The Lifeboat News
[ Message Archive | The Lifeboat News ]

    Good article here.... Archived Message

    Posted by Ken Waldron on May 20, 2020, 6:00 pm, in reply to "Re: Doing nothing would have been ignoring it. Not putting billions under house arrest. nm"

    ...the wee Ginger Dug summarising the fiasco in his usual withering style:

    The Tory perversion of science costs lives
    May 20

    The only good thing about the British Government’s handling of the coronavirus epidemic is that at least we don’t have Donald Trump in charge. That’s how low the bar has to be set, and even then it’s debatable because Donald Trump at least turns up for government press conferences. Johnson is already the worst Prime Minister the UK has ever had and he’s only been in the job for a few months. We’ve got another four and a half years of his destructiveness to look forward to.

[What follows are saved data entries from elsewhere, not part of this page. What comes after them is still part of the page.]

PR #351, opened 2021-04-08
FIX: Create global styling for empty array messages

RGPosadas:
This creates common styling for all empty array messages.

If an original div class had more than `text-align: center` as its styling, then that className was kept and `empty-array-msg` was added on top after removing repetitions. Otherwise, that className was deleted and was replaced with `empty-array-msg`

Before:
image

After:
image


r-saba (approved):
LGTM! Really helps the UI
image

cristian-aldea (approved):

PR #352, opened 2021-04-08
TASK-92: Loading Spinner

### LINKED ISSUE #320: TASK-92: Loading Spinner
**Task Description**

As a developer, I want to implement a loading spinner instead of just using a `Loading...` text div.

**Acceptance Criteria**

bit172:
closes #320 

This has 2 parts: 
  - the Spinner component
  - the withSpinner HOC (Higher-Order Component)
 
Higher-Order Components wrap other components and provide them with extra functionality.
In this case, `withSpinnerHOC` will give the component an extra prop called `isLoading` and it will
conditionally render a spinner or the component based on that value.

Uses:

```jsx
...
return (...
<Spinner />
...)
```

```jsx
// SomeComponent.tsx  ---------------------------------------------------

const SomeComponent = () => {...};
export default withSpinnerHOC(SomeComponent);

//-----------------------------------------------------------------------
// somewhere in the code
let isLoading = true; // this will change over time
return (<SomeComponent isLoading={isLoading} />


```
**Steps to test**

1. Launch the application
2. Open your dev tools and go to the Network tab
3. The should be a throttling options
image
4. Set it to `Slow 3G` to throttle the network so that the spinner appears for longer
5. Reload the application and see at the loading spinners on different pages

### DIFF
--- a/apps/mull-ui/src/app/app.tsx
+++ b/apps/mull-ui/src/app/app.tsx
@@ -65,7 +65,6 @@ export const App = () => {
     return {};
   };
 
-  // TODO: Replace with spinner or loading component
   if (loading) return <Spinner />;
 
   return (
--- a/apps/mull-ui/src/app/app.tsx
+++ b/apps/mull-ui/src/app/app.tsx
@@ -11,6 +11,7 @@ import { environment } from '../environments/environment';
 import { setAccessToken } from './access-token';
 import './app.scss';
 import { BotNavBar, PrivateRoute, SubNavBar, TopNavBar } from './components';
+import Spinner from './components/spinner/spinner';
 import { UserProvider } from './context/user.context';
 import NotFoundPage from './pages/404/not-found-page';
 import CreateEventPage from './pages/create-event/create-event';
@@ -65,7 +66,7 @@ export const App = () => {
   };
 
   // TODO: Replace with spinner or loading component
-  if (loading) return <div>Loading...</div>;
+  if (loading) return <Spinner />;
 
   return (
     <UserProvider value={{ userId, setUserId }}>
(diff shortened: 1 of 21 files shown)


apps/mull-ui/src/app/pages/event-page/event-page.tsx
```diff
@@ -73,12 +74,11 @@ export const EventPage = ({
   }
 
   if (!loadingUser && dataUser) {
-    event.host = dataUser.user;
+    event.host = (dataUser.user as unknown) as IUser;
```
cristian-aldea: It would be better if you set the type to `User` from the generated graphql

```suggestion
    event.host = (dataUser.user as unknown) as User;
```

And set the event to be of type `Event`, again from the generated graphql.

I also fix the typescript error in my pr. have a look at how I do it there

apps/mull-ui/src/app/app.tsx
```diff
@@ -65,7 +66,7 @@ export const App = () => {
   };
 
   // TODO: Replace with spinner or loading component
```
cristian-aldea: You can remove the todo

cristian-aldea (approved):

apps/mull-ui/src/app/pages/event-page/event-page.tsx
bit172: ~~Ah, I guess I'll leave it as it was before and let your PR handle the types. I just got annoyed by the red lines here.~~
Nevermind, I'll add the types since it would cause TS errors on develop.

RGPosadas (approved):
Linting + tests pass. LGTM!

**Acceptance Criteria**

apps/mull-ui/src/app/app.tsx
bit172: This will be done in #352

PR #122, opened 2020-11-22
add image_url field

### LINKED ISSUE #117: Add Url field in stories table
URL field will hold the link to image

Shehryar21:
closes #117

### DIFF
--- a/internal/database/migrations/migrations.go
+++ b/internal/database/migrations/migrations.go
@@ -38,6 +38,7 @@ func Seed(db *gorm.DB) error {
 				Summary:     faker.Hacker().SaySomethingSmart(),
 				Latitude:    float64(faker.Address().Latitude()),
 				Longitude:   float64(faker.Address().Longitude()),
+				ImageURL:    "ExampleURL",
 			},
 		},
 	}
--- a/internal/database/migrations/migrations.go
+++ b/internal/database/migrations/migrations.go
@@ -38,7 +38,7 @@ func Seed(db *gorm.DB) error {
 				Summary:     faker.Hacker().SaySomethingSmart(),
 				Latitude:    float64(faker.Address().Latitude()),
 				Longitude:   float64(faker.Address().Longitude()),
-				ImageURL:    "ExampleURL",
+				ImageURL:    "https://exampleurl.com",
 			},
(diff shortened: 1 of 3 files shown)


internal/database/migrations/migrations.go
```diff
@@ -38,6 +38,7 @@ func Seed(db *gorm.DB) error {
 				Summary:     faker.Hacker().SaySomethingSmart(),
 				Latitude:    float64(faker.Address().Latitude()),
 				Longitude:   float64(faker.Address().Longitude()),
+				ImageURL:    "ExampleURL",
```
dhillondeep: make the sample input into a URL format. Something like `https://exampleurl.com`. This is important because we can run validation to make sure URL is valid or not

internal/database/models/models.go
```diff
@@ -25,6 +25,7 @@ type Story struct {
 	Summary         string  `gorm:"type:text" json:"summary"`
 	Latitude        float64 `gorm:"not null" json:"latitude"`
 	Longitude       float64 `gorm:"not null" json:"longitude"`
+	ImageURL        string  `json:"image_url"`
```
dhillondeep: make this `type:text` because URLs can be much longer and text should fit it all. Limit for a normal string is something like 255 char

dhillondeep (changes requested):
about the comments I left

s278gupt:
lgtm, i think we should add this to the happy path test for [creating story](https://github.com/uwblueprint/shoe-project/blob/main/restapi/endpoints_test.go#L236) and [getting story](https://github.com/uwblueprint/shoe-project/blob/main/restapi/endpoints_test.go#L257)

dhillondeep:
> lgtm, i think we should add this to the happy path test for [creating story](https://github.com/uwblueprint/shoe-project/blob/main/restapi/endpoints_test.go#L236) and [getting story](https://github.com/uwblueprint/shoe-project/blob/main/restapi/endpoints_test.go#L257)

Add tests for the model? Yeah, right we can have that as test data for those tests. @Shehryar21 wanna add that real quick and then we can get this merged?

dhillondeep (approved):

Issue #85, opened 2020-11-01
Extend authentication to include roles


dhillondeep:
This is to support multi roles in the authentication system. Description of roles is below

### Owner
- There can be multiple owners
- Owner has all privileges and can add and remove admin users
- Owner can change privileges for admin users

### Admin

    This week a major promise that Johnson had repeatedly made last year was exposed as a lie. Despite assurances to the contrary, there will after all be checks on goods arriving in Northern Ireland from the rest of the UK. There will indeed be that border in the Irish Sea which Theresa May and Johnson both swore blind to the DUP wasn’t going to happen. In normal circumstance that would be a major political crisis all by itself, right now it’s scarcely been noticed. When Boris Johnson is burning down the house you don’t really notice that his pants are on fire.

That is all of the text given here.